• [TASK DIRECTIONS] From the entries below, transcribe exactly the lines between the line holding "PR #5776, opened 2026-07-14" and the line holding "## Root cause", inclusive; skip all other lines.

• [MATERIAL FOR THIS EXERCISE]

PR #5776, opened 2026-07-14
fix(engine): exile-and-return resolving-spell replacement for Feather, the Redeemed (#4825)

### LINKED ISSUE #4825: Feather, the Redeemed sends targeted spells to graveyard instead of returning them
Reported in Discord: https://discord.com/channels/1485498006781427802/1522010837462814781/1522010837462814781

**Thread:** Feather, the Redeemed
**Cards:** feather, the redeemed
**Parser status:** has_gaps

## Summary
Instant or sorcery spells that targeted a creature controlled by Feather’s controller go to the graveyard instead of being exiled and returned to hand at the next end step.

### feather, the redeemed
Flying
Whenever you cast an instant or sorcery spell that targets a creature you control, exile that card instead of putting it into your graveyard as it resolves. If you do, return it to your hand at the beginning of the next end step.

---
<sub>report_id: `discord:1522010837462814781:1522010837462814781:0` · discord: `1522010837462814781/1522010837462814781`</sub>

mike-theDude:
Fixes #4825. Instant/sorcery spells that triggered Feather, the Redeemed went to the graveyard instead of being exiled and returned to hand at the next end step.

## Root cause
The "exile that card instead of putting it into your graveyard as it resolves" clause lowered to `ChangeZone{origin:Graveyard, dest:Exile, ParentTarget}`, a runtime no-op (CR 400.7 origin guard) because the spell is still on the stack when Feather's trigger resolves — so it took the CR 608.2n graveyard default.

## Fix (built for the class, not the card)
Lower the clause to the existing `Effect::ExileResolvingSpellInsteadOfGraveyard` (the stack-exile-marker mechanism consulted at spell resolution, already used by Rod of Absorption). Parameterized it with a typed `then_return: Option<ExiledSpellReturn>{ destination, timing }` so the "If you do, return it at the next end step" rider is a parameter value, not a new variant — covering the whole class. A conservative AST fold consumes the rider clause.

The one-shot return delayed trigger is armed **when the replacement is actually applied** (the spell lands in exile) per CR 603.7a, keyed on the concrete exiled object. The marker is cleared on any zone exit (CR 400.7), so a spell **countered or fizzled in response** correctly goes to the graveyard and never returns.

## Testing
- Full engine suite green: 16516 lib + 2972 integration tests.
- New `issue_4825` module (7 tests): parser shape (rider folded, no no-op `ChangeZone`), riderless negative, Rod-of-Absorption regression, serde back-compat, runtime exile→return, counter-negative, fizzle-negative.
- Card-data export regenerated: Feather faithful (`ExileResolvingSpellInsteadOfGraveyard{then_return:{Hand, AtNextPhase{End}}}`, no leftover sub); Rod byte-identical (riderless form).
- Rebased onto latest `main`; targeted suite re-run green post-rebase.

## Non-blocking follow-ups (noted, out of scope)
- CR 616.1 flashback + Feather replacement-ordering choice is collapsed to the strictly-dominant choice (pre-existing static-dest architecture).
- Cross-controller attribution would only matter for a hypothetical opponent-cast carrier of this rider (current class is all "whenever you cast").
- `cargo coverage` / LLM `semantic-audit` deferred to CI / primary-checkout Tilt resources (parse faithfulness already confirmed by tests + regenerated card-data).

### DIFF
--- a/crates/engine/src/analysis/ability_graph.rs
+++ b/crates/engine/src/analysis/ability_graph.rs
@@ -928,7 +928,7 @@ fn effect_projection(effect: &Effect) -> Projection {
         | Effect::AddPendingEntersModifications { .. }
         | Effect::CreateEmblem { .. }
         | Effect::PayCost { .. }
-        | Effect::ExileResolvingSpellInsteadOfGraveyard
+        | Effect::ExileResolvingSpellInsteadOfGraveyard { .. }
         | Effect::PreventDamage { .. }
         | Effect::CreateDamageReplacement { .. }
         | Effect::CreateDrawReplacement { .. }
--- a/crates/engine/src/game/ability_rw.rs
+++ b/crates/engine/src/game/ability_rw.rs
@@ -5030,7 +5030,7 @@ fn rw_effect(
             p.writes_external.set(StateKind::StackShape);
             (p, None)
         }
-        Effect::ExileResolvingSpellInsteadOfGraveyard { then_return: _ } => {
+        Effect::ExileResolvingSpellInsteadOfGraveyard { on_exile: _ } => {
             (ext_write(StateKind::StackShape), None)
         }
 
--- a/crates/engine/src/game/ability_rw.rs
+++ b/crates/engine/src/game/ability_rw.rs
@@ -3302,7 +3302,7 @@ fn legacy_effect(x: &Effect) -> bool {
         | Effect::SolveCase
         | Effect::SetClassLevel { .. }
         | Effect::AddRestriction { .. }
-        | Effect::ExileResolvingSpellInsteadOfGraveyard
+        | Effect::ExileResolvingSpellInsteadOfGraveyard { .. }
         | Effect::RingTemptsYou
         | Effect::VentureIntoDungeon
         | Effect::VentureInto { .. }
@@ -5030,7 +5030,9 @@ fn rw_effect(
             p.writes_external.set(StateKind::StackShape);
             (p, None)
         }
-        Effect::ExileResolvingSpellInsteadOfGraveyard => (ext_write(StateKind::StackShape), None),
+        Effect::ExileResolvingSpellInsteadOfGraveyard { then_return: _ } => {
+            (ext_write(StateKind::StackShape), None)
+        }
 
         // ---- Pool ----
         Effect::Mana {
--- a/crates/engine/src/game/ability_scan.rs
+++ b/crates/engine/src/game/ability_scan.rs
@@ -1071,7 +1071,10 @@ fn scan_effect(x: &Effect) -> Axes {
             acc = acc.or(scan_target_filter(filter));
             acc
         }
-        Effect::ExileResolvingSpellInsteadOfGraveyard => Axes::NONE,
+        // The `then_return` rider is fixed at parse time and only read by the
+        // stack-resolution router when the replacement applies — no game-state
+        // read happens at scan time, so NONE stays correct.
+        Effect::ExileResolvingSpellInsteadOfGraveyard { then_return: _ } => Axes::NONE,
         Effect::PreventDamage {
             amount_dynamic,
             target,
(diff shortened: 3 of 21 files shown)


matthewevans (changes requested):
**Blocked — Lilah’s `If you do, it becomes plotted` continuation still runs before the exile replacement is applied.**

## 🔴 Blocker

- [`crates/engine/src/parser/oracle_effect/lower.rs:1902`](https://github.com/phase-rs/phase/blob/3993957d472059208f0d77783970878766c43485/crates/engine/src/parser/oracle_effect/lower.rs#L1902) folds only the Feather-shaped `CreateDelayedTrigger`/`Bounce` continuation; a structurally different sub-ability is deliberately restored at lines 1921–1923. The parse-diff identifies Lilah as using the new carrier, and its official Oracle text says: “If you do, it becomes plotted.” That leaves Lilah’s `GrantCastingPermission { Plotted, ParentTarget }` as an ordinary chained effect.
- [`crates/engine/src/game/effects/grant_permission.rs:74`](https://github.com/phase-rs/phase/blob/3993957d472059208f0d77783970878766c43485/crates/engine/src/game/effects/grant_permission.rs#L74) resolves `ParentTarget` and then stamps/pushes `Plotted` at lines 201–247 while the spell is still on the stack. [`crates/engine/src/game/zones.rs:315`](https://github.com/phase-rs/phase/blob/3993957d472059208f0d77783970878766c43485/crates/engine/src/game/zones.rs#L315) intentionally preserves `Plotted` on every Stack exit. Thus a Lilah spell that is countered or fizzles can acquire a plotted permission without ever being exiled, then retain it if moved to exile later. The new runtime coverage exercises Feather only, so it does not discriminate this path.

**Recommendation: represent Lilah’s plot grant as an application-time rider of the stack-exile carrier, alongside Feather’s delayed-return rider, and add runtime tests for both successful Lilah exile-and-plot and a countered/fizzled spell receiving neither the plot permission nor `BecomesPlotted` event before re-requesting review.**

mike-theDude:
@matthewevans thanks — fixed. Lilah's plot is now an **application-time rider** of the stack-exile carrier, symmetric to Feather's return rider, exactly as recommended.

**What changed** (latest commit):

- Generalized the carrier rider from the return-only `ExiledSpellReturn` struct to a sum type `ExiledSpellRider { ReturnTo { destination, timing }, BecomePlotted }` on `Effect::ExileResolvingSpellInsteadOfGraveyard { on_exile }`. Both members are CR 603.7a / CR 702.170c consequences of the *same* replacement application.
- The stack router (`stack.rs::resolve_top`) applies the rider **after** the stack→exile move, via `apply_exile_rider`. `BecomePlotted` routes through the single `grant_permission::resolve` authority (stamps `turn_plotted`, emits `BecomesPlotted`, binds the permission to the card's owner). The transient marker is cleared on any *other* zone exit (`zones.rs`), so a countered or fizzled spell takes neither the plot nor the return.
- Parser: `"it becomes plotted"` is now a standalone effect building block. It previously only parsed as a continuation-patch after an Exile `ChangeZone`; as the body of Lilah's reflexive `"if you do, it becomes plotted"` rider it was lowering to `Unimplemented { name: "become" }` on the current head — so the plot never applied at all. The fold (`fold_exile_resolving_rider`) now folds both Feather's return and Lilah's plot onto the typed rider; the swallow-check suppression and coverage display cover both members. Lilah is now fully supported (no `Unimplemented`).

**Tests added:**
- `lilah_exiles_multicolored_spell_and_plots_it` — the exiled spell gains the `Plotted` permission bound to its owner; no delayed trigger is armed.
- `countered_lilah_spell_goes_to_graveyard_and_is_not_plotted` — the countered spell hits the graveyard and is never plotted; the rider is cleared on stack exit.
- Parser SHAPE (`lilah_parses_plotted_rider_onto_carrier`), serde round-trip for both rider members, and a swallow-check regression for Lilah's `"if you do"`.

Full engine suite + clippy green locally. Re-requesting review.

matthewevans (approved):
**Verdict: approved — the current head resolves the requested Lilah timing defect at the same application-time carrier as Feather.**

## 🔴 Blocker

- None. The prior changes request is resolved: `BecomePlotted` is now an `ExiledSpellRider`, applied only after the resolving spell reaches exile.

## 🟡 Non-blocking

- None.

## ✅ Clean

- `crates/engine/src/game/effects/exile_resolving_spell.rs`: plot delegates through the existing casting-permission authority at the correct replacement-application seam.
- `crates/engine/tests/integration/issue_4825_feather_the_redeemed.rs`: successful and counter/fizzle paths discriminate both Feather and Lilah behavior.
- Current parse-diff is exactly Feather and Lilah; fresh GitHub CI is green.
...
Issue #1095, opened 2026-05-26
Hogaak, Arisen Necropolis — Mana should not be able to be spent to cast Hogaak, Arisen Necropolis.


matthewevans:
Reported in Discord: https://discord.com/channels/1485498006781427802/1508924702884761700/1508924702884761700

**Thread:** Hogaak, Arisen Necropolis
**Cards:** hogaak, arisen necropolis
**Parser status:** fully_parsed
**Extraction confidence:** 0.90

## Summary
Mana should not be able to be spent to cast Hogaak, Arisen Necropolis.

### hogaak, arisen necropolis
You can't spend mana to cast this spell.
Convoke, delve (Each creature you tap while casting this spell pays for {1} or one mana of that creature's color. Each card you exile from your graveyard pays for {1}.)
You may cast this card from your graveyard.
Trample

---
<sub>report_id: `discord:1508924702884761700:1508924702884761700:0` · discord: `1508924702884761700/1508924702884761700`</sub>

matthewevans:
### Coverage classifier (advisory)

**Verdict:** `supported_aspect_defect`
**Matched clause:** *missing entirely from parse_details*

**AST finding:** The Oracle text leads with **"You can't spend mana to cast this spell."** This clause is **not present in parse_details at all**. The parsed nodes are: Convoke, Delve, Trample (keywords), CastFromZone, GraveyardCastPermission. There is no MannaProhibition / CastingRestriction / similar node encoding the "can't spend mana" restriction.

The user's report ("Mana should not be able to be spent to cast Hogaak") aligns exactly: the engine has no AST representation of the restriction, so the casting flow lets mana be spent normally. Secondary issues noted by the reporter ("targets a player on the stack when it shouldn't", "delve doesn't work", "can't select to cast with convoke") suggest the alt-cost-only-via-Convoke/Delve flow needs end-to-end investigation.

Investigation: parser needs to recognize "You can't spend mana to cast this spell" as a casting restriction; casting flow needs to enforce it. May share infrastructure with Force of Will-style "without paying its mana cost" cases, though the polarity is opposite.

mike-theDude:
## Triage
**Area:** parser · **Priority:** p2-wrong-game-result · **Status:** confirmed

• [EXERCISE RESPONSE]
PR #5776, opened 2026-07-14
fix(engine): exile-and-return resolving-spell replacement for Feather, the Redeemed (#4825)

### LINKED ISSUE #4825: Feather, the Redeemed sends targeted spells to graveyard instead of returning them
Reported in Discord: https://discord.com/channels/1485498006781427802/1522010837462814781/1522010837462814781

**Thread:** Feather, the Redeemed
**Cards:** feather, the redeemed
**Parser status:** has_gaps

## Summary
Instant or sorcery spells that targeted a creature controlled by Feather’s controller go to the graveyard instead of being exiled and returned to hand at the next end step.

### feather, the redeemed
Flying
Whenever you cast an instant or sorcery spell that targets a creature you control, exile that card instead of putting it into your graveyard as it resolves. If you do, return it to your hand at the beginning of the next end step.

---
<sub>report_id: `discord:1522010837462814781:1522010837462814781:0` · discord: `1522010837462814781/1522010837462814781`</sub>

mike-theDude:
Fixes #4825. Instant/sorcery spells that triggered Feather, the Redeemed went to the graveyard instead of being exiled and returned to hand at the next end step.

## Root cause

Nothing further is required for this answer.